Building a dataframe in C++ - c++

I am trying to build a DataFrame in C++. I'm facing some problems, such as dealing with variable data type.
I am thinking in a DataFrame inspired by Pandas DataFrame (from python). So my design idea is:
Build an object 'Series' which is a vector of a fixed data type.
Build an object 'DataFrame' which will store a list of Series (this list can be variable).
The item 1. is just a regular vector. So, for instance, the user would call
Series.fill({1,2,3,4}) and it would store the vector {1,2,3,4} in some attribute of Series, say Series.data.
Problem 1. How I would make a class that understands {1,2,3,4} as a vector of 4 integers.

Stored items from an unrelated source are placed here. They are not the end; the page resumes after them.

PR #2293, opened 2025-11-07
Allow numeric `minimum_should_match` values for terms set query

hotrush:
Docs says that `minimum_should_match` field is also supported and it can be numeric or percentage. Added support for numbers.

Ref https://www.elastic.co/docs/reference/query-languages/query-dsl/query-dsl-terms-set-query

### DIFF
--- a/src/Query/TermsSet.php
+++ b/src/Query/TermsSet.php
@@ -15,8 +15,9 @@ class TermsSet extends AbstractQuery
     private string $field;
 
     /**
+     * @param string                       $field
      * @param array<bool|float|int|string> $terms
-     * @param AbstractScript|string        $minimumShouldMatch
+     * @param AbstractScript|string|int    $minimumShouldMatch
      */
     public function __construct(string $field, array $terms, $minimumShouldMatch)
     {
@@ -27,7 +28,9 @@ class TermsSet extends AbstractQuery
         $this->field = $field;
         $this->setTerms($terms);
 
-        if (\is_string($minimumShouldMatch)) {
+        if (\is_int($minimumShouldMatch)) {
+            $this->setMinimumShouldMatch($minimumShouldMatch);
+        } elseif (\is_string($minimumShouldMatch)) {
             $this->setMinimumShouldMatchField($minimumShouldMatch);
         } elseif ($minimumShouldMatch instanceof AbstractScript) {
             $this->setMinimumShouldMatchScript($minimumShouldMatch);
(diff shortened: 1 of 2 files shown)


src/Query/TermsSet.php
```diff
@@ -15,8 +15,9 @@ class TermsSet extends AbstractQuery
     private string $field;
 
     /**
+     * @param string                       $field
```
sidz: Mostly useless IMO and could be removed.

sidz (approved):

src/Query/TermsSet.php
hotrush: removed

src/Query/TermsSet.php
```diff
@@ -27,7 +27,9 @@ public function __construct(string $field, array $terms, $minimumShouldMatch)
         $this->field = $field;
         $this->setTerms($terms);
 
-        if (\is_string($minimumShouldMatch)) {
+        if (\is_int($minimumShouldMatch)) {
+            $this->setMinimumShouldMatch($minimumShouldMatch);
+        } elseif (\is_string($minimumShouldMatch)) {
             $this->setMinimumShouldMatchField($minimumShouldMatch);
         } elseif ($minimumShouldMatch instanceof AbstractScript) {
             $this->setMinimumShouldMatchScript($minimumShouldMatch);
```
ruflin, line 35: The TypeError message should be updated to include `int` in the type list. Currently it says `AbstractScript|string`, but it should say `AbstractScript|int|string` to match the updated PHPDoc and actual supported types.

ruflin (commented):
## Review Summary

This PR adds support for integer values in the `minimum_should_match` parameter for the `TermsSet` query, which aligns with Elasticsearch's documentation. The implementation looks good overall.

### ✅ Positive Aspects

1. **Correct implementation**: The logic properly handles integer values by checking for `int` type first, then falling back to string/script handling
2. **New method added**: `setMinimumShouldMatch(int)` method provides a clean API for setting numeric values
3. **Test coverage**: Unit test follows the project's testing patterns and verifies the correct query structure
4. **PHPDoc updated**: Type hints correctly reflect the new supported type

### ⚠️ Issue Found

1. **TypeError message outdated**: The error message on line 35 still references `AbstractScript|string` but should include `int` to match the updated type signature: `AbstractScript|int|string`

### Suggestions

- Consider adding a functional test similar to `testMinimumShouldMatchFieldSearch()` to verify the numeric value works correctly with Elasticsearch, though the unit test may be sufficient for this simple case.

Overall, this is a solid contribution that correctly implements the feature. Once the TypeError message is updated, this should be ready to merge.

ruflin (approved):
Change LGTM

The Changelog entry is missing but I will follow up with one. A functional tests would also have been nice, but again I'll try to get one in with the changelog.

ruflin:
Follow up PR with changelog is here: https://github.com/ruflin/Elastica/pull/2294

Is it possible?
The next problem is:
About 2., I can see the DataFrame as a matrix of n columns and m rows, but the columns can have different data types.
I tried to design this as a vector of n pointers, where each pointer would point to a vector of dimension m with different data types.
I tried to do something like
vector<void*> columns(10)
and fill it with something like
columns[0] = (int*) malloc(8*sizeof(int))
But this does not work, if I try to fill the vector, like
(*columns[0])[0] = 5;
I get an error
::value_type {aka void*}’ is not a pointer-to-object type
(int *) (*a[0])[0] = 5;
How can I do it properly? I still have other questions like, how would I append an undetermined number of Series into a DataFrame, but for now, just building a matrix with columns with different data types is a great start.
I know that I must keep track of the types of pointers inside my void vector but I can create a parallel list with all data types and make this an attribute of my class DataFrame.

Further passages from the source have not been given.